§ **To do**
Nothing in the records may change. Print them all again.
BEGIN Supplied information
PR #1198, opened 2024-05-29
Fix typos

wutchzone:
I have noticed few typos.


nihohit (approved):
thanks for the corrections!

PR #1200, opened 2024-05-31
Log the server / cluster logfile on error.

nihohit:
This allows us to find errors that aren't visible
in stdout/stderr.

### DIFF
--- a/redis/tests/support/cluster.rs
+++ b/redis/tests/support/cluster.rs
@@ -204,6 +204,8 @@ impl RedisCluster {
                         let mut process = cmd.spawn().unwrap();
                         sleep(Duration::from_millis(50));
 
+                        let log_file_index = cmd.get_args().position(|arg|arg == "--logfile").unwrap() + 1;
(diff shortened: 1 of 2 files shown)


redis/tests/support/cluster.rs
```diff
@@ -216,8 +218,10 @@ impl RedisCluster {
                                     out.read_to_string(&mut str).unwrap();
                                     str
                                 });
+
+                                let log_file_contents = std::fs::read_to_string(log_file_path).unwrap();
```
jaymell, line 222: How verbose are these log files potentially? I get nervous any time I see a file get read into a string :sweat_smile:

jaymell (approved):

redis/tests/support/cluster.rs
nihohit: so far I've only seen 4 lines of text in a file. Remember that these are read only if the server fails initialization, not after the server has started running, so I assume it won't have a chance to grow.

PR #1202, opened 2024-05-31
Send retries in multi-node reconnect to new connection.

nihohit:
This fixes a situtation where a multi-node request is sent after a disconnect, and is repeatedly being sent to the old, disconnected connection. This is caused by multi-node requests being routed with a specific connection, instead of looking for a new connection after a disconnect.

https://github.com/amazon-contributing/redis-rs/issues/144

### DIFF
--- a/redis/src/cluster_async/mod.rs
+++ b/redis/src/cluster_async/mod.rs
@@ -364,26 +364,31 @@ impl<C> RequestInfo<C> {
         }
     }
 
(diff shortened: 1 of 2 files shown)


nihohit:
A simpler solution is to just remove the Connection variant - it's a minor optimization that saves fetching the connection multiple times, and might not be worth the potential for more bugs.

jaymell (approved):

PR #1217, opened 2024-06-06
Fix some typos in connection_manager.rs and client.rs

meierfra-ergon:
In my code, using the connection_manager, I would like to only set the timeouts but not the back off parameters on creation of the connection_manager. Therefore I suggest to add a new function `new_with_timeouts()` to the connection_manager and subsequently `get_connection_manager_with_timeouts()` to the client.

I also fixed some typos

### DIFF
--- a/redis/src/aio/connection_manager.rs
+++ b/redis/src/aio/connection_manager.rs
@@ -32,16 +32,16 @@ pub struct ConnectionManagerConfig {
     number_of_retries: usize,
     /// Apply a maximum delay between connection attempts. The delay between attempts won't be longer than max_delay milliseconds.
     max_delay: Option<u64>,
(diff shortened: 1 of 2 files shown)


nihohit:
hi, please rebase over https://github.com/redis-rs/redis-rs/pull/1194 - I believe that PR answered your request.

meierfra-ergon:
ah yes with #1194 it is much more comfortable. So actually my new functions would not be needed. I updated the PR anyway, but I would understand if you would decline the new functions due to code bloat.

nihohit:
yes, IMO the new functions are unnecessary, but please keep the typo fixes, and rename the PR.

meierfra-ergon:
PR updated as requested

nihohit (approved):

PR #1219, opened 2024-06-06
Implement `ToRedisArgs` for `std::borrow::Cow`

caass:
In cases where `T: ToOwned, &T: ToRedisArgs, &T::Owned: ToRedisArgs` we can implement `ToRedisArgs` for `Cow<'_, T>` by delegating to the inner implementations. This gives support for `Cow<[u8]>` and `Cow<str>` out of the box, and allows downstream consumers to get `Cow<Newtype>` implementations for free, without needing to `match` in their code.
END Supplied information
§ **Exercise response**
PR #1198, opened 2024-05-29
Fix typos

wutchzone:
I have noticed few typos.


nihohit (approved):
thanks for the corrections!

PR #1200, opened 2024-05-31
Log the server / cluster logfile on error.

nihohit:
This allows us to find errors that aren't visible
in stdout/stderr.

### DIFF
--- a/redis/tests/support/cluster.rs
+++ b/redis/tests/support/cluster.rs
@@ -204,6 +204,8 @@ impl RedisCluster {
                         let mut process = cmd.spawn().unwrap();
                         sleep(Duration::from_millis(50));
 
+                        let log_file_index = cmd.get_args().position(|arg|arg == "--logfile").unwrap() + 1;
(diff shortened: 1 of 2 files shown)


redis/tests/support/cluster.rs
```diff
@@ -216,8 +218,10 @@ impl RedisCluster {
                                     out.read_to_string(&mut str).unwrap();
                                     str
                                 });
+
+                                let log_file_contents = std::fs::read_to_string(log_file_path).unwrap();
```
jaymell, line 222: How verbose are these log files potentially? I get nervous any time I see a file get read into a string :sweat_smile:

jaymell (approved):

redis/tests/support/cluster.rs
nihohit: so far I've only seen 4 lines of text in a file. Remember that these are read only if the server fails initialization, not after the server has started running, so I assume it won't have a chance to grow.

PR #1202, opened 2024-05-31
Send retries in multi-node reconnect to new connection.

nihohit:
This fixes a situtation where a multi-node request is sent after a disconnect, and is repeatedly being sent to the old, disconnected connection. This is caused by multi-node requests being routed with a specific connection, instead of looking for a new connection after a disconnect.

https://github.com/amazon-contributing/redis-rs/issues/144

### DIFF
--- a/redis/src/cluster_async/mod.rs
+++ b/redis/src/cluster_async/mod.rs
@@ -364,26 +364,31 @@ impl<C> RequestInfo<C> {
         }
     }
 
(diff shortened: 1 of 2 files shown)


nihohit:
A simpler solution is to just remove the Connection variant - it's a minor optimization that saves fetching the connection multiple times, and might not be worth the potential for more bugs.

jaymell (approved):

PR #1217, opened 2024-06-06
Fix some typos in connection_manager.rs and client.rs

meierfra-ergon:
In my code, using the connection_manager, I would like to only set the timeouts but not the back off parameters on creation of the connection_manager. Therefore I suggest to add a new function `new_with_timeouts()` to the connection_manager and subsequently `get_connection_manager_with_timeouts()` to the client.

I also fixed some typos

### DIFF
--- a/redis/src/aio/connection_manager.rs
+++ b/redis/src/aio/connection_manager.rs
@@ -32,16 +32,16 @@ pub struct ConnectionManagerConfig {
     number_of_retries: usize,
     /// Apply a maximum delay between connection attempts. The delay between attempts won't be longer than max_delay milliseconds.
     max_delay: Option<u64>,
(diff shortened: 1 of 2 files shown)


nihohit:
hi, please rebase over https://github.com/redis-rs/redis-rs/pull/1194 - I believe that PR answered your request.

meierfra-ergon:
ah yes with #1194 it is much more comfortable. So actually my new functions would not be needed. I updated the PR anyway, but I would understand if you would decline the new functions due to code bloat.

nihohit:
yes, IMO the new functions are unnecessary, but please keep the typo fixes, and rename the PR.

meierfra-ergon:
PR updated as requested

nihohit (approved):

PR #1219, opened 2024-06-06
Implement `ToRedisArgs` for `std::borrow::Cow`

caass:
In cases where `T: ToOwned, &T: ToRedisArgs, &T::Owned: ToRedisArgs` we can implement `ToRedisArgs` for `Cow<'_, T>` by delegating to the inner implementations. This gives support for `Cow<[u8]>` and `Cow<str>` out of the box, and allows downstream consumers to get `Cow<Newtype>` implementations for free, without needing to `match` in their code.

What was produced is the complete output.